Stored items

════════════════════

PR #120, opened 2019-05-08
rotational-cipher: Prevent solutions that simply duplicate the alphabet

katrinleinweber:
As discussed in https://github.com/exercism/problem-specifications/pull/1438 and other issues/PRs linked there, I would like to suggest that the R track adds test for rotation keys <0 and >26. What do you think?

Things I am unsure about:

- [ ] [+1 the difficulty](https://github.com/exercism/r/blob/rotate-more-thoroughly/config.json#L164)?
- [ ] bump exercise version?

### DIFF
--- a/exercises/rotational-cipher/README.md
+++ b/exercises/rotational-cipher/README.md
@@ -4,7 +4,7 @@ Create an implementation of the rotational cipher, also sometimes called the Cae
 
 The Caesar cipher is a simple shift cipher that relies on
 transposing all the letters in the alphabet using an integer key
-between `0` and `26`. Using a key of `0` or `26` will always yield
+(both positive or negative). Using the same key will always yield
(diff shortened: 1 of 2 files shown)


depial:
Closing this due to this exercise being in `problem-specifications` and having been updated since this PR was opened.

From a practical standpoint, while I liked the idea of preventing solutions that duplicate the alphabet, this fix only discourages that because a solution with alphabet duplication need only redefine `key <- key %% 26` to pass the proposed tests.

@colinleach, feel free to reopen if you disagree, but I think the benefits of sticking to `problem-specifications` outweigh the benefits of adding these extra tests.

colinleach:
No disagreement from me. I always apposed deviations from `problem-specifications`, and that is even more important now we have templates.

PR #126, opened 2019-08-12
Add config for pre-commit hooks and update README

jonmcalder:
Seeing the number of linting messages being returned by lintr bot in some of the recent PR's made me realize that pre-commit hooks could prove pretty useful here (assuming contributors can be encouraged to install them).

This PR adds [pre-commit](https://pre-commit.com) config from https://github.com/lorenzwalthert/pre-commit-hooks (`styler`/`parsable-r`) and updates the README with some setup instructions.

### DIFF
--- a/.pre-commit-config.yaml
+++ b/.pre-commit-config.yaml
@@ -1,0 +1,7 @@
+repos:
+- repo: https://github.com/lorenzwalthert/pre-commit-hooks
+  rev: v0.0.0.9015
+  hooks: 
+  -   id: style-files
+  -   id: parsable-R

════════════════════

**TASK DIRECTIONS**
Work out how many lines of the data above contain the string "adds" and give the number alone.

**RESPONSE TO THIS EXERCISE**
2